### ACTIVITY
Each line from the material with the word "required" in it must be copied.

### RECORDED INFORMATION
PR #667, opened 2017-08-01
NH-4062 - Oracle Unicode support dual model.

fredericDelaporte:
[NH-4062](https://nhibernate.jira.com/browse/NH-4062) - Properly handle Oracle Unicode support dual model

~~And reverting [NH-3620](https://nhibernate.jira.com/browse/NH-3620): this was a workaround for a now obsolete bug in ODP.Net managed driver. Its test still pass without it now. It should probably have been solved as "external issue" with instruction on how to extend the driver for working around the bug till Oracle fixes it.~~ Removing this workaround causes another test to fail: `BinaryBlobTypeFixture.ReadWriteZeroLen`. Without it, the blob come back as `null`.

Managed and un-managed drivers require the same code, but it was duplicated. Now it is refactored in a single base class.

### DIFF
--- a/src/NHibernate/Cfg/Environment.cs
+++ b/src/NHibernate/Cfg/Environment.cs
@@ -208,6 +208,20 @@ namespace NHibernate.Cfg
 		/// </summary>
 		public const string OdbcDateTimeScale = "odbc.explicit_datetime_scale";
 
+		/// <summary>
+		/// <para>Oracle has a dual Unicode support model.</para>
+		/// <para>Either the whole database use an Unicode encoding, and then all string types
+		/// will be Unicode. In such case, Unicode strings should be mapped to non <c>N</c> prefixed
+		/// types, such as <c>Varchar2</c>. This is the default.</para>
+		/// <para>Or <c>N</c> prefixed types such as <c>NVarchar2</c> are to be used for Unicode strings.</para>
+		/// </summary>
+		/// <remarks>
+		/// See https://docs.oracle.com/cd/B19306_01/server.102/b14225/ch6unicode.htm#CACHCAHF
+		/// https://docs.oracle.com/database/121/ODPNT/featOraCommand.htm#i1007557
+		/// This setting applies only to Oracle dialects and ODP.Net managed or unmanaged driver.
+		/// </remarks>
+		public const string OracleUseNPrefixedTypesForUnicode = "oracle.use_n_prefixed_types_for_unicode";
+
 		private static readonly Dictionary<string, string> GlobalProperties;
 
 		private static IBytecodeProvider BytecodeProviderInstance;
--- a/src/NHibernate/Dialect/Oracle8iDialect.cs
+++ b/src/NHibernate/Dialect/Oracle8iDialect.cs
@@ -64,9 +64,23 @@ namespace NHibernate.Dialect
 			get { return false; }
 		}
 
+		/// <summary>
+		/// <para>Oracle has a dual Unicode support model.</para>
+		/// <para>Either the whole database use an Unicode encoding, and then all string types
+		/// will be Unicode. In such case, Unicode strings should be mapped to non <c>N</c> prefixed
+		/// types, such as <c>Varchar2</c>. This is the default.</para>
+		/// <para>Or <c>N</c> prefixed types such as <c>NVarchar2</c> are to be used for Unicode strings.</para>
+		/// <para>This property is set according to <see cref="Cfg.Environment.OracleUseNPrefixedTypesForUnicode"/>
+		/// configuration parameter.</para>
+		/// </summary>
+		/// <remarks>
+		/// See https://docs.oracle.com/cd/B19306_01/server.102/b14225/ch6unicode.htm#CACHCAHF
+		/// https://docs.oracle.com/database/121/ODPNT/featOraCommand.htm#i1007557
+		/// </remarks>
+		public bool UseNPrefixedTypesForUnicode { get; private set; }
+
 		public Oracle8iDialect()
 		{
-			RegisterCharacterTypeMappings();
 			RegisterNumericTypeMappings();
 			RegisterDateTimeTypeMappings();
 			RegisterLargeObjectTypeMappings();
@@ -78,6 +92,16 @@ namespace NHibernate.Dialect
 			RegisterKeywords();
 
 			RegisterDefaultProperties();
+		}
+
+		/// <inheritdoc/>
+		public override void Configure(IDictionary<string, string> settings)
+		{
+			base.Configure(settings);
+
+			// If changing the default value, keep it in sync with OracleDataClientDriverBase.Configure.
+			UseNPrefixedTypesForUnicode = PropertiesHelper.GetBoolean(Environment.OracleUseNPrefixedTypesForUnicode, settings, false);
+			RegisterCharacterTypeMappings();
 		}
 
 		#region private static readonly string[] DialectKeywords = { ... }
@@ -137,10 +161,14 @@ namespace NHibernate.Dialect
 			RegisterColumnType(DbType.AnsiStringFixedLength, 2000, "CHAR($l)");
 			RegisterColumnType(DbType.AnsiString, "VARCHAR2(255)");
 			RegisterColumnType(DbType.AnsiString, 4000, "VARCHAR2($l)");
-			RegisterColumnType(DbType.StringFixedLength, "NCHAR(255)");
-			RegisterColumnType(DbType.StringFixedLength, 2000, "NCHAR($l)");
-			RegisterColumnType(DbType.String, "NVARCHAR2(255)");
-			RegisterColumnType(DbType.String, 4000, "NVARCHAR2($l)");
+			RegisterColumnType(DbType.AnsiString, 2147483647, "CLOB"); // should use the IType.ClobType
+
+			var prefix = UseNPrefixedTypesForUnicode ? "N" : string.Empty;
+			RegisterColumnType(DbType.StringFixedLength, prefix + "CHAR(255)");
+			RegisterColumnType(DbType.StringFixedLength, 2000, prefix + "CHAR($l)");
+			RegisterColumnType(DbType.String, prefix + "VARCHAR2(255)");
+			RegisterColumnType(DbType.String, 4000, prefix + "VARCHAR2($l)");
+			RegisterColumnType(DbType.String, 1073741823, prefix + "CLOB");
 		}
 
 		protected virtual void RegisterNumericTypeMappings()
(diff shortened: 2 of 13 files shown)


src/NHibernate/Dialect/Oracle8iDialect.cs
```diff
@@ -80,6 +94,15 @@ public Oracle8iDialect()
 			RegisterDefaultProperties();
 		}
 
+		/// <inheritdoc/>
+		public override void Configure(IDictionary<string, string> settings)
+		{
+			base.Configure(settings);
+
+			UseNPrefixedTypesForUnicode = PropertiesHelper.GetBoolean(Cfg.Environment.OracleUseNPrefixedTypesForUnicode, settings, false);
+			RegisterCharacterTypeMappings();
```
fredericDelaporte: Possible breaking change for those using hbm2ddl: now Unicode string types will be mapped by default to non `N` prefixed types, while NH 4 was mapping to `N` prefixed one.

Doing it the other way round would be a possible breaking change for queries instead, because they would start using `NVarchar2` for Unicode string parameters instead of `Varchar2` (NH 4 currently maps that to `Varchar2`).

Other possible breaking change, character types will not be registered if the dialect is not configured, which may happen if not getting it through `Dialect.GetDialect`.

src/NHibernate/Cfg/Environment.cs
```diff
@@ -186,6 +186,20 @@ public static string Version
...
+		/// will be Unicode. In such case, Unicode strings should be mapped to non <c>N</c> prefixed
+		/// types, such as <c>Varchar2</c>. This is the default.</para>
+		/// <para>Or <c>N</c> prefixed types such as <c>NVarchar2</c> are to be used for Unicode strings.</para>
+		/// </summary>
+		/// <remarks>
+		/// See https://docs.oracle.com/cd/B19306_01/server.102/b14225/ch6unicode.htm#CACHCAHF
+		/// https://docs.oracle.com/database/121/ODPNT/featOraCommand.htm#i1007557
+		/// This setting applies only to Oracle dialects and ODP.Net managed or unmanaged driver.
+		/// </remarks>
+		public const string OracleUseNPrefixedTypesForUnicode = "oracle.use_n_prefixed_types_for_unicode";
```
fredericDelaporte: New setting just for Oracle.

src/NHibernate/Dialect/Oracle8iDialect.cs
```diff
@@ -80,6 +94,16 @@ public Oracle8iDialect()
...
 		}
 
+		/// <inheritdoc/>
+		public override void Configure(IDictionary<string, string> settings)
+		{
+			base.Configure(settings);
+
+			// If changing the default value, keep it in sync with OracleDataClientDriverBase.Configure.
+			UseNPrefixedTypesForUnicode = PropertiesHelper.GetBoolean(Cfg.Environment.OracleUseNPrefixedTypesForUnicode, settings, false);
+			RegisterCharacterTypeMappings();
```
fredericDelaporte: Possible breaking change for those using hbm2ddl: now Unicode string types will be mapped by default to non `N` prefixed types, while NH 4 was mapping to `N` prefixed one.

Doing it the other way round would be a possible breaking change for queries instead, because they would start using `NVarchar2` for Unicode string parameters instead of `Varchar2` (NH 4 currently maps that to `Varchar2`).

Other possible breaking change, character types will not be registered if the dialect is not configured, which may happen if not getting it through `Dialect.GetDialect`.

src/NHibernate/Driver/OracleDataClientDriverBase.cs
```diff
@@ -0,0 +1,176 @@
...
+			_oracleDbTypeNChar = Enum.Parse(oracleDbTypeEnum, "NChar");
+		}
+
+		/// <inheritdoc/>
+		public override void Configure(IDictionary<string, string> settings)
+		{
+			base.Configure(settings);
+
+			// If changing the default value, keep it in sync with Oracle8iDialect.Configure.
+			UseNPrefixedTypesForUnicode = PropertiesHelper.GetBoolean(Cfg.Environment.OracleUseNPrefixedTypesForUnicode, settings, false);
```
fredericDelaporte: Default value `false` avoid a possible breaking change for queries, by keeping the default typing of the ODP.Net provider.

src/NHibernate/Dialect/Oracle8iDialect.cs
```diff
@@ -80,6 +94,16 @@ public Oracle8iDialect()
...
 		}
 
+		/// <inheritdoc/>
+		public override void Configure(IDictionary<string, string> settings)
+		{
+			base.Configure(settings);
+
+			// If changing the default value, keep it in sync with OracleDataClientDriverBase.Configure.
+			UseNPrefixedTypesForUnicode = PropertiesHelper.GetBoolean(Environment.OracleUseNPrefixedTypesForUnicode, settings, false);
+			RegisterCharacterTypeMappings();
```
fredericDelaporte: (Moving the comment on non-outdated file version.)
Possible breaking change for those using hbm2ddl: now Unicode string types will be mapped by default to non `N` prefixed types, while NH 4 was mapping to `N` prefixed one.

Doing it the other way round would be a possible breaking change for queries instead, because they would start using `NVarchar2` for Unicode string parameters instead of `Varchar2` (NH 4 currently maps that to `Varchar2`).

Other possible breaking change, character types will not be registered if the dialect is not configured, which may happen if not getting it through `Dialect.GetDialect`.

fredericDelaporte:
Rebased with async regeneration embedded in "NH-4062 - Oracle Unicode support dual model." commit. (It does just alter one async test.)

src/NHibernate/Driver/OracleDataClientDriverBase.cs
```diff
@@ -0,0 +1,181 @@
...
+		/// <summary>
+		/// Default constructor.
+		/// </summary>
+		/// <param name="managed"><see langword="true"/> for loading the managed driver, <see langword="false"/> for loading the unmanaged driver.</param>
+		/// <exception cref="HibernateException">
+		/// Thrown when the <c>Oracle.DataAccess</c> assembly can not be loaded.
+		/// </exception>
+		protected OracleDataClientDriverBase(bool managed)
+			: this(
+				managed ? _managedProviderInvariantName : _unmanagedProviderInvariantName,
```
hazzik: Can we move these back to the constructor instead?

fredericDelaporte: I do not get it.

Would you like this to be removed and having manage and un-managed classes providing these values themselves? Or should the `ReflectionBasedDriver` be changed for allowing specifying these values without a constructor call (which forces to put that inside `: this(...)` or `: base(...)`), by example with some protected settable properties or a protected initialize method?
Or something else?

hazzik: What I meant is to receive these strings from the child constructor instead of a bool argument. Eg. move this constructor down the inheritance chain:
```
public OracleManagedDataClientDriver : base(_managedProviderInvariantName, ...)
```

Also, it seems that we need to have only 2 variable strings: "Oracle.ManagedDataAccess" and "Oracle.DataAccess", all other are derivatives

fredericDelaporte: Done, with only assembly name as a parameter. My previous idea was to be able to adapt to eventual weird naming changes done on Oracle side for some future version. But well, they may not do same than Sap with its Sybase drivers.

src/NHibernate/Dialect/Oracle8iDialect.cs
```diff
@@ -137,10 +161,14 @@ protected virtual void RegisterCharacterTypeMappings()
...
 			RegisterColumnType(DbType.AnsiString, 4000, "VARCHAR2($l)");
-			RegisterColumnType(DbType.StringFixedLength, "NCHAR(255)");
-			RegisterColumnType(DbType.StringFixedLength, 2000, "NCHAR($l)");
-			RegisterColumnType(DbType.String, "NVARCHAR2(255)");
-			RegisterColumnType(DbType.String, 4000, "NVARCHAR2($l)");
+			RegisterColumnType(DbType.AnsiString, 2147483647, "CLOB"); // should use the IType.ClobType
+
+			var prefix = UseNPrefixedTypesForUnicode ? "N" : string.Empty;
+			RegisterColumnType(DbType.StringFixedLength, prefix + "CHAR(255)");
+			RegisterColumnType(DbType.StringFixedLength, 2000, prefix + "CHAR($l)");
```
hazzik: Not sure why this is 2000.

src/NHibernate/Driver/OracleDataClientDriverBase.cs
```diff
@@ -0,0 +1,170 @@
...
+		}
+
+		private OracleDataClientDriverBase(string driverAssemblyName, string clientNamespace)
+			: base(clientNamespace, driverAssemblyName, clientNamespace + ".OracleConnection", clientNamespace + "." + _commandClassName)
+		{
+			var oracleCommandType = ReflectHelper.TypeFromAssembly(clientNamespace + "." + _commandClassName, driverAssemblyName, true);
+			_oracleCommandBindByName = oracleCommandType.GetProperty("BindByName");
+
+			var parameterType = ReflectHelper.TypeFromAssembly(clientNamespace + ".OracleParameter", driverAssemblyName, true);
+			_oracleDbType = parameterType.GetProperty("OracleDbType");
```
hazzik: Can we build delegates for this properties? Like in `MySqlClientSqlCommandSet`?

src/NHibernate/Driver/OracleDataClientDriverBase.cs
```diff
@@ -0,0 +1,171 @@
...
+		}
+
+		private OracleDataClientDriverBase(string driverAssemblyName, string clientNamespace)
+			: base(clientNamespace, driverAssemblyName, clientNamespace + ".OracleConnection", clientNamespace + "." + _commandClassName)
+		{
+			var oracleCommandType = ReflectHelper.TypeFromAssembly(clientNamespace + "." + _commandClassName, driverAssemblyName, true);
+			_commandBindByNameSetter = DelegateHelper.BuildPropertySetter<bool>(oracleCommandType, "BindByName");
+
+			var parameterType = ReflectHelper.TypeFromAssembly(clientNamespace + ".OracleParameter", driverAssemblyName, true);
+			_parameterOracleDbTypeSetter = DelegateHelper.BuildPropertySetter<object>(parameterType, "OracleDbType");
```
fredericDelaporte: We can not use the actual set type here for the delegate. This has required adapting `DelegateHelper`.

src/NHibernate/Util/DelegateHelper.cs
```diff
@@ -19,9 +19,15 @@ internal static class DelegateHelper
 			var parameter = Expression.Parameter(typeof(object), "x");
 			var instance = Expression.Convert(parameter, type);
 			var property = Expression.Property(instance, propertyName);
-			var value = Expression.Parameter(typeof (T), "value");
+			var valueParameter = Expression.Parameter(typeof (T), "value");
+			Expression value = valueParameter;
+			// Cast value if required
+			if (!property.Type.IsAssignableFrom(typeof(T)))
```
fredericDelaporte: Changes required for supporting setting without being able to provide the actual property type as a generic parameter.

### RESPONSE FOR THIS EXERCISE
fredericDelaporte: We can not use the actual set type here for the delegate. This has required adapting `DelegateHelper`.
+			// Cast value if required
fredericDelaporte: Changes required for supporting setting without being able to provide the actual property type as a generic parameter.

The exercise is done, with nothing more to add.